The undeformed xenoliths from Kapfenstein are largely unfractionated. A small proportion exhibits depletions in basaltic component or some mild influence of mantle metasomatism. Several mineral chemical parameters, such asmg-number of olivine, Al2O3 content of spinel and clinopyroxene, apparent pyroxene equilibration temperature, etc., show a narrow distribution with a pronounced maximum in the undeformed Kapfenstein xenoliths. By contrast, the deformed xenoliths from the internal TVR show a much broader range of values with no distinct maximum, attesting to a more complex chemical and physical evolution. Thus a direct relationship between deformation and chemistry seems to be confirmed. The deformed rocks can be extreme in two ways: they can either be strongly depleted or strongly enriched as documented by the high contents of clinopyroxene in equigranular xenoliths from Szigliget. Tectonization apparently opens the way for mass transport in either direction.
Zusammenfassung
Eine repräsentative Suite von ultramafischen Xenolithen von Kapfenstein, Steiermark, wurde petrologisch untersucht. Die Gefüge und Mineralchemismen werden mit publizierten Daten von ungarischen Vorkommen verglichen und im Rahmen der Mantel-Diapir-Hypothese für die Transdanubische Vulkanische Region (TVR) diskutiert. Der Vergleich ergab wesentliche Unterschiede, welche das TVR-Mantel-Diapir-Konzept unterstützen. Der Mantel unterhalb des äußeren Teiles der TVR (Kapfenstein) ist praktisch untektonisiert und lithologisch monoton (z.B. fehlen Typ II Klinopyroxenite). Im Gegensatz dazu finden sich im inneren Teil (Balaton-Region) sowohl deformierte (equigranulare) als auch nicht-deformierte (protogranulare) Xenolithe zusammen mit Typ II Klinopyroxeniten. Auch zusammengesetzte Xenolithe, bestehend aus Typ I und Typ II Gesteinen sind vorhanden. Bemerkenswert ist, daß bei Gérce (Ungarn), eine Lokalität, welche sich zwischen dem inneren und äußeren Teil der TVR befindet, fast ausschließlich nur porphyroklastische Xenolithe vorkommen.

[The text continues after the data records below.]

PR #237, opened 2020-06-02
refactor print location decoration for simplicity

akash1810:
## What does this change?
The current logic is a bit confusing as it's moving a type of `Future[(Option[String], Option[String])]` around and consequently using positional references, which is hard to follow.

Refactor to:
- push print location decoration into its own class
- introduce DecoratedPrintLocation in place of a tuple of optional strings

Easier to understand the print location logic.

## Images
n/a

### DIFF
--- a/common-lib/src/main/scala/com/gu/workflow/api/StubAPI.scala
+++ b/common-lib/src/main/scala/com/gu/workflow/api/StubAPI.scala
@@ -43,7 +43,10 @@ object StubAPI {
       res <- ApiResponseFt.Async.Right(getRequest(s"content/$composerId"))
       json <- parseBody(res.body)
       maybeStub <- extractDataResponseOpt[Stub](json)
-      maybeDecoratedStub <- ApiResponseFt.Async.Right(Future.traverse(maybeStub)(stubDecorator.withPrintLocationDescriptions))
+      maybeDecoratedStub <- ApiResponseFt.Async.Right(maybeStub match {
+        case Some(stub) => stubDecorator.withPrintLocationDescriptions(stub).map(Some(_))
+        case _ => Future.successful(None)
+      })
     } yield maybeDecoratedStub
   }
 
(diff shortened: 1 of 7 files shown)


common-lib/src/main/scala/com/gu/workflow/api/StubAPI.scala
```diff
@@ -36,60 +38,17 @@ object StubAPI {
...
-              shortActualPrintLocationDescription = actualPrintLocationDescription._2)
-          )
-        )
-        .copy(
-          longPlannedPrintLocationDescription = plannedPrintLocationDescription._1,
-          shortPlannedPrintLocationDescription = plannedPrintLocationDescription._2
-        )
-      )
+      maybeDecoratedStub <- ApiResponseFt.Async.Right(maybeStub match {
+        case Some(stub) => stubDecorator.withPrintLocationDescriptions(stub).map(Some(_))
```
akash1810, line 47: `.map(Some(_))` is necessary to satisfy the type. It's not great and help wanted to improve it!

aug24:
```suggestion
ApiResponseFt.Async.Right(maybeStub.map(stub => stubDecorator.withPrintLocationDescriptions(stub)))
```

common-lib/src/main/scala/com/gu/workflow/api/StubAPI.scala
```diff
@@ -36,60 +38,17 @@ object StubAPI {
...
-              longActualPrintLocationDescription = actualPrintLocationDescription._1,
-              shortActualPrintLocationDescription = actualPrintLocationDescription._2)
-          )
-        )
-        .copy(
-          longPlannedPrintLocationDescription = plannedPrintLocationDescription._1,
-          shortPlannedPrintLocationDescription = plannedPrintLocationDescription._2
-        )
-      )
+      maybeDecoratedStub <- ApiResponseFt.Async.Right(maybeStub match {
```
aug24, line 46:
```suggestion
      maybeDecoratedStub <- 
```

common-lib/src/main/scala/com/gu/workflow/api/StubAPI.scala
akash1810: 😢  this doesn't satisfy the types.

```scala
ApiResponseFt.Async.Right(maybeStub.map(stub => stubDecorator.withPrintLocationDescriptions(stub)))
```

yields an `Option[Future[Stub]]`, but a `Future[Option[Stub]]` is needed.

PR #238, opened 2020-06-02
Work to allow planned print locations to be edited

AWare:
## What does this change?

This adds the functionality to edit planned print info fields.

Todo:

- [x] api changes
- [x] workflow datastore changes

### DIFF
--- a/conf/routes
+++ b/conf/routes
@@ -42,7 +42,11 @@ PUT            /api/stubs/:stubId/workingTitle             controllers.Api.putSt
 PUT            /api/stubs/:stubId/priority                 controllers.Api.putStubPriority(stubId: Long)
 PUT            /api/stubs/:stubId/trashed                  controllers.Api.putStubTrashed(stubId: Long)
 PUT            /api/stubs/:stubId/status                   controllers.Api.putStubStatus(stubId: Long)
-PUT            /api/stubs/:stubId/commissionedLength       controllers.Api.putStubCommissionedLength(stubId: Long)
+PUT            /api/stubs/:stubId/plannedPublicationId     controllers.Api.putStubPlannedPublicationId(stubId: Long)
+PUT            /api/stubs/:stubId/plannedBookId            controllers.Api.putStubPlannedBookId(stubId: Long)
+PUT            /api/stubs/:stubId/plannedBookSectionId     controllers.Api.putStubPlannedBookSectionId(stubId: Long)
+PUT            /api/stubs/:stubId/plannedNewspaperPageNumber          controllers.Api.putStubPlannedNewspaperPageNumber(stubId: Long)
+# PUT            /api/stubs/:stubId/plannedNewspaperPublicationDate     controllers.Api.putStubPlannedNewspaperPublicationDate(stubId: Long)
 DELETE         /api/stubs/:stubId                          controllers.Api.deleteStub(stubId: Long)
 
 GET            /api/statuses                               controllers.Api.statusus
--- a/conf/routes
+++ b/conf/routes
@@ -46,7 +46,7 @@ PUT            /api/stubs/:stubId/plannedPublicationId     controllers.Api.putSt
 PUT            /api/stubs/:stubId/plannedBookId            controllers.Api.putStubPlannedBookId(stubId: Long)
 PUT            /api/stubs/:stubId/plannedBookSectionId     controllers.Api.putStubPlannedBookSectionId(stubId: Long)
 PUT            /api/stubs/:stubId/plannedNewspaperPageNumber          controllers.Api.putStubPlannedNewspaperPageNumber(stubId: Long)
-# PUT            /api/stubs/:stubId/plannedNewspaperPublicationDate     controllers.Api.putStubPlannedNewspaperPublicationDate(stubId: Long)
+PUT            /api/stubs/:stubId/plannedNewspaperPublicationDate     controllers.Api.putStubPlannedNewspaperPublicationDate(stubId: Long)
 DELETE         /api/stubs/:stubId                          controllers.Api.deleteStub(stubId: Long)
 
 GET            /api/statuses                               controllers.Api.statusus
--- a/public/components/content-list-drawer/content-list-drawer.js
+++ b/public/components/content-list-drawer/content-list-drawer.js
@@ -17,8 +17,7 @@ var SETTING_OPEN_SECTION = 'openSection';
  * @param contentService
  * @param prodOfficeService
  */
-export function wfContentListDrawer($rootScope, config, $timeout, $window, contentService, prodOfficeService, wfGoogleApiService, wfCapiContentService, wfCapiAtomService, wfAtomService, wfSettingsService, wfComposerService) {
-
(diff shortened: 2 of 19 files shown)


conf/routes
```diff
@@ -44,7 +44,11 @@ PUT            /api/stubs/:stubId/workingTitle             controllers.Api.putSt
 PUT            /api/stubs/:stubId/priority                 controllers.Api.putStubPriority(stubId: Long)
 PUT            /api/stubs/:stubId/trashed                  controllers.Api.putStubTrashed(stubId: Long)
 PUT            /api/stubs/:stubId/status                   controllers.Api.putStubStatus(stubId: Long)
-PUT            /api/stubs/:stubId/commissionedLength       controllers.Api.putStubCommissionedLength(stubId: Long)
+PUT            /api/stubs/:stubId/plannedPublicationId     controllers.Api.putStubPlannedPublicationId(stubId: Long)
+PUT            /api/stubs/:stubId/plannedBookId            controllers.Api.putStubPlannedBookId(stubId: Long)
+PUT            /api/stubs/:stubId/plannedBookSectionId     controllers.Api.putStubPlannedBookSectionId(stubId: Long)
+PUT            /api/stubs/:stubId/plannedNewspaperPageNumber          controllers.Api.putStubPlannedNewspaperPageNumber(stubId: Long)
+# PUT            /api/stubs/:stubId/plannedNewspaperPublicationDate     controllers.Api.putStubPlannedNewspaperPublicationDate(stubId: Long)
```
akash1810, line 51: Should we have a single endpoint for planned newspaper data?

The current `PUT` routes in this file appear to be for fields that are independent of each other and the data that constitute planned paper information is tightly coupled.

Having a single endpoint would allow for stronger input validation, I think, too.

AWare: There aren't any `PUT` routes in this project which combine multiple fields. I don't think this warrants a second type of `PUT` endpoint, considering that the existing ones are so similar to each other in implementation.

AWare: Also, if these three fields are so bound- then they should probably be modeled as a case clas..

AWare: This probably should have been part of https://github.com/guardian/workflow-frontend/pull/226 can this model change be raised as a new card in trello?

AWare:
image
image

public/components/content-list-drawer/content-list-drawer.js
```diff
@@ -379,6 +398,43 @@ export function wfContentListDrawer($rootScope, config, $timeout, $window, conte
...
             });
+
+            $scope.setBookSections = function() {
+                var results = wfTagApiService.searchTags($scope.bookSectionQuery, 'newspaper book section');
+                results.then(function (response) {
+                const tags = (response && response.data) || []
+                    return tags.map(function (tag) {
+                        return { item: tag.data };
+                    });
+                }).then(function(candidateBookSections) {
```
jonathonherbert, line 409: Any need for this second `then`? The value returned from the previous block doesn't look like another promise.

public/lib/tag-api-service.js
```diff
@@ -0,0 +1,73 @@
...
+  }
+
+  function getTag(id) {
+    return $http({
+      method: "GET",
+      url: `${url}/${id}`,
+    }).then(extractHyper);
+  }
+
+  function getHyperTag(hyperTag) {
```
jonathonherbert, line 33: It'd be great to document this with an example of what it's likely to process, what it returns, and why – ATM the reader does not know what a `hyperTag` is 😁

public/components/directives/ui-filter-list.js
```diff
@@ -0,0 +1,147 @@
+import angular from 'angular';
+import _ from 'lodash';
+import getKeyCodes from 'keycode'
+ 
+export function uiFilterList($q, $window) {
```
jonathonherbert, line 5: Presume this is a copy from Composer?

jonathonherbert: (if so, and if trivial, the spec could come too 😁)

public/components/content-list-drawer/content-list-drawer.js
AWare: At 440 lines, you can forgive me for my overenthusiasm there. :(

jonathonherbert: Oh, for sure, no criticism – just pedantic linting 😁

public/components/directives/ui-filter-list.js
AWare: (We don't run the tests in this project)

jonathonherbert: haha, naw 😅

AWare: Having a good look at this test, it uses a fair number of composer helpers.

jennygrahamjones:
Can we add some tests? 

Also, is it possible to manually test this yet, or does that depend on it being unblocked by work around saving planned print info?

AWare:
This will run in code, but not save until the other work is done. 

Because of the nightmare this was, and the amount of workflow work desired for the next quarter- I'm going to spike the drawer in react.

AWare:
From @paperboyo 
1. Highlights should be blue
2. Duplication in firefox on dropdown
3. Pub date should not show hours.
4. Validate page number is number
5. Fix the heights so things don't move on edit.

AWare:
2. 
 
Kapture 2020-06-21 at 10 49 21
Kapture 2020-06-21 at 10 51 33

Not sure what to make of this one, it's also present in composer. It's down to the fake dropdown maintain separate keyboard and mouse states. Personally, I'd like to redo the whole panel in React and just use someone else's dropdown component.

paperboyo:
> Not sure what to make of this one

I know! Ignore (then). :-)

AWare:
Did the rest though.

paperboyo:
6. Clicking on editing a page no. correctly immediately focuses field allowing entry straight away, not so for Booksection and Date (cursor not in field)
7. Clearing values should be possible

jennygrahamjones:
@AWare there are some TODOs in the PR description. Are they still outstanding, or work for another PR? Also, what's the best way to test this manually?

AWare:
I can deploy them both to code if you'd like. 
Otherwise, deploy the equivalent workflow to code and use the ssh tunnel.

jennygrahamjones:
Looks good, in terms of being able to update and store the details.

One question about the 'Planned Publication Date'. When I select the date, that value is displayed for a moment, before the date prior to that one replaces it. See the GIF below for an example: I select 1st July, but the date changes to 30th June. Is this intended?

AWare:
That whole pane is weird custom saving code, I'm not sure why it's flashing up as the wrong date.

jennygrahamjones:
> That whole pane is weird custom saving code, I'm not sure why it's flashing up as the wrong date.

It appears to be either displaying or saving the wrong day, then? If I pick July 1st, it will change to June 30th and after saving/reloading, June 30th is still the date that's there.

AWare:
Time zones strike again!

AWare:
The date seems to make a timezone related oscillation at every possible step.

AWare:
Ok, this is ready again

PR #242, opened 2020-06-04
React!

AWare:
## What does this change?
Everything.
In the years regained by not having variables auto recased, using dependencies without having to magically inject them. 
## Images
image

## Seriously

This is a spike to show that we can develop react things inside angular fairly reasonably. It was nightmarish implementing https://github.com/guardian/workflow-frontend/pull/238/files in angular, had this been react I wouldn't have had problems such as:
- isolating the typeahead dropdown / finding a new one
- not being able to use the pre-existing `wf-editable` component for the date and dropdown
- having to hand wire savers and reverts for the new fields
- things-getting-renamed-from-this ToSomeThingThatLooksLikeThis so you can't grep for them 

(nb this uses this as a base https://github.com/guardian/workflow-frontend/pull/231 )

### DIFF
--- a/.babelrc
+++ b/.babelrc
@@ -1,3 +1,3 @@
 {
-  "presets": ["@babel/preset-env"]
+  "presets": ["@babel/preset-env","@babel/preset-react"]
 }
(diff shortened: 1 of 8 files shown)


SHession (dismissed):
This is really cool! Tested it locally and it all works correctly. I've also looked through the code and LGTM! What's the plan for this moving forward?

akash1810:
Closed as stale, and quite old, which are signals that this is not important/needed/

PR #243, opened 2020-06-04
Fixes filtering midnight dates

SHession:
## What does this change?
This change minuses a second from dates being used to filter content. This prevents dates set to midnight being filtered out erroneously. This was necessary as the database query treats the `from` values as a `greater than` and not `great than or equal to` comparison.

The deadline filters should now not filter out content set to midnight. In particular content set to a deadline of midnight on Saturday, should appear under the weekend deadline filter. This should also fix filtering created dates, although they are unlikely to be set to midnight.


public/lib/date-service.js
```diff
@@ -136,6 +136,20 @@ angular.module('wfDateService', ['wfLocationService'])
             return this.createRange(dayStart, dayStart.clone().add(1, 'days'));
         }
 
+        /**
+         * Minus a second from a "from" date to avoid midnight dates being filtered out
```
jennygrahamjones, line 140: Could we amend/expand this comment slightly? This would be applicable in any situation where we want to filter from a specific time onward, e.g. if we had a filter for 'This afternoon' that had to include everything with a deadline from 12pm onwards. Maybe we could add a little context about how the query works and why we need this work around.

SHession: You're right, that comment is a bit sparse. I will add some context to it.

Die undeformierten Xenolithe von Kapfenstein sind größtenteils unfraktioniert. Einige wenige zeigen Verarmungen oder geringfügige metasomatische Anreicherungen. Histogramme mineralchemischer Parameter zeigen sehr deutlich die Unterschiede zwischen den undeformierten Kapfenstein Xenolithen und den deformierten der inneren TVR. Die Kapfenstein Xenolithe zeigen typischerweise regelmäßige Verteilungen mit einem deutlichen Maximum. Die Xenolithe der inneren TVR hingegen zeigen eine flache Verteilung und weisen damit auf eine wesentlich komplexere chemische Entwicklung hin. Unsere Daten scheinen einen direkten Zusammenhang zwischen Deformation und chemischer Veränderung aufzuzeigen. Die deformierten Gesteine können in dieser Hinsicht zwei Extreme annehmen: Sie können entweder stark verarmt oder stark angereichert sein. Letzeres wird z.B. beeindruckend durch die hohen Gehalte an Klinopyroxen der equigranularen Xenolithe von Szigliget dokumentiert. Tektonisierung scheint die Wege für Massen-Transporte in beiden Richtungen zu öffnen.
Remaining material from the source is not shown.